Tuning the Structure and Ionic Interactions in a Thermochemically Stable Hybrid Layered Titanate-Based Nanocomposite for High Temperature Solid Lubrication

Abstract

Solid inorganic lubricants are thermally stable but they are often limited by their lack of deformability, while organic lubricants have limitations in terms of thermal stability. In this study, a novel solid organic–inorganic nanocomposite lubricant that synergistically combines the thermochemically stable structure of a layered oxide with the relative softness of an organic polymer is presented.
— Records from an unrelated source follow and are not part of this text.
PR #245, opened 2023-12-18
Add additional provider secrets

carolineechen:
Add secrets for new providers (anthropic, cohere, langchain, openai, pinecone, wandb). These secrets are all of the type `ApiSecretKey`, which is similar to the base `ProviderSecret` class, with the expected single value dict `{"api_key": "value..."}`, and env var `[PROVIDER]_API_KEY`, and by default we set env vars in `write()` and `to()` functions.

### DIFF
--- a/docs/api/python/secrets.rst
+++ b/docs/api/python/secrets.rst
@@ -42,7 +42,7 @@ AWSSecret Class
    .. autoattribute:: _DEFAULT_ENV_VARS
 
 AzureSecret Class
----------------
+-----------------
 .. autoclass:: runhouse.resources.secrets.provider_secrets.azure_secret.AzureSecret
    :show-inheritance:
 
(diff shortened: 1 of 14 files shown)


docs/api/python/secrets.rst
```diff
@@ -103,3 +103,51 @@ SkySecret Class
...
+
+OpenAISecret Class
+------------------
+.. autoclass:: runhouse.resources.secrets.provider_secrets.openai_secret.OpenAISecret
+   :show-inheritance:
+
+   .. autoattribute:: _PROVIDER
+   .. autoattribute:: _DEFAULT_ENV_VARS
+
+PineConeSecret Class
```
dongreenberg, line 139: Nit: I don't think the C is capitalized

dongreenberg (approved):
This is a sick PR, so extensible. Awesome work!!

The nanocomposite is made by intercalating 11-aminoundecanoic acid in a lepidocrocite-type protonated titanate, H1.07Ti1.73O4. The amino acid molecules rapidly arrange to form a paraffinic bilayer in the gallery region of the layered host. This topotactic reaction yields a well-organized layered nanocomposite consisting of inorganic 2D titanate layers separated by amino acid molecules. Above elevated temperatures, 11-undecanoic acid polymerizes into nylon-11 confined between crystalline titanate monolayers. The lubricating properties of these nanocomposites up to 580 °C are determined using high-temperature pin-on-disc experiments using steel-steel contacts. The lubricative properties are based on the softening of the intercalated polymer above 200 °C. The encapsulation of the polymer chains by the inorganic titanate monolayers protects the organic component from thermal degradation and increases the thermal stability of the system.